MCF may not need more right now. But other connector frameworks will then have 
a standard place to integrate doc-level security with Solr. Common code, like 
how and where to pick up the authenticated userId or user from 
mod_authz_annotate stays in the SearchComponent. So no matter which connectors 
you use with Solr, the way of passing authenticated user to Solr does not 
change.

> ManifoldCF SearchComponent plugin for enforcing ManifoldCF security at search 
> time
> ----------------------------------------------------------------------------------
>
>                 Key: SOLR-1895
>                 URL: https://issues.apache.org/jira/browse/SOLR-1895
>             Project: Solr
>          Issue Type: New Feature
>          Components: SearchComponents - other
>            Reporter: Karl Wright
>              Labels: document, security, solr
>             Fix For: 3.5, 4.0
>
>         Attachments: LCFSecurityFilter.java, LCFSecurityFilter.java, 
> LCFSecurityFilter.java, LCFSecurityFilter.java, 
> SOLR-1895-service-plugin.patch, SOLR-1895-service-plugin.patch, 
> SOLR-1895.patch, SOLR-1895.patch, SOLR-1895.patch, SOLR-1895.patch, 
> SOLR-1895.patch, SOLR-1895.patch
>
>
> I've written an LCF SearchComponent which filters returned results based on 
> access tokens provided by LCF's authority service.  The component requires 
> you to configure the appropriate authority service URL base, e.g.:
>   <!-- LCF document security enforcement component -->
>   <searchComponent name="lcfSecurity" class="LCFSecurityFilter">
>     <str 
> name="AuthorityServiceBaseURL">http://localhost:8080/lcf-authority-service</str>
>   </searchComponent>
> Also required are the following schema.xml additions:
>    <!-- Security fields -->
>    <field name="allow_token_document" type="string" indexed="true" 
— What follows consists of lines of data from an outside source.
PR #75, opened 2021-09-29
Use listMoves endpoint instead of fetchMTOUpdates

sandy-wright:
## Description

Removes all references to `fetchMTOUpdates` and leverages the `listMoves` endpoint instead. Note that there are a number of _other_ issues with the Prime workflow at the moment that might be related to input. This PR doesn't address those.

To run the Prime workflow, first run your server in `mymove`:

```sh
make server_run
```

Then, in `milmove_load_testing`, use the `prime_workflow.py` locust file:

```sh
make load_test_prime_workflow
```

### DIFF
--- a/tasks/prime.py
+++ b/tasks/prime.py
@@ -215,15 +215,15 @@ class PrimeTasks(PrimeDataStorageMixin, ParserTaskMixin, CertTaskMixin, TaskSet)
     tags where appropriate to make filtering for custom tests easier.
     """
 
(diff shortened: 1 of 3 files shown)


gidjin (approved):
No failures in the move endpoint! I did see failures for `/prime/v1/move-task-orders/{moveTaskOrderID}/post-counseling-info` endpoint but that feels unrelated to this fix.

> stored="false" multiValued="true"/>
>    <field name="deny_token_document" type="string" indexed="true" 
> stored="false" multiValued="true"/>
>    <field name="allow_token_share" type="string" indexed="true" 
> stored="false" multiValued="true"/>
>    <field name="deny_token_share" type="string" indexed="true" stored="false" 
> multiValued="true"/>
> Finally, to tie it into the standard request handler, it seems to need to run 
> last:
>   <requestHandler name="standard" class="solr.SearchHandler" default="true">
>     <arr name="last-components">
>       <str>lcfSecurity</str>
>     </arr>
> ...
> I have not set a package for this code.  Nor have I been able to get it 
> reviewed by someone as conversant with Solr as I would prefer.  It is my 
> hope, however, that this module will become part of the standard Solr 1.5 
> suite of search components, since that would tie it in with LCF nicely.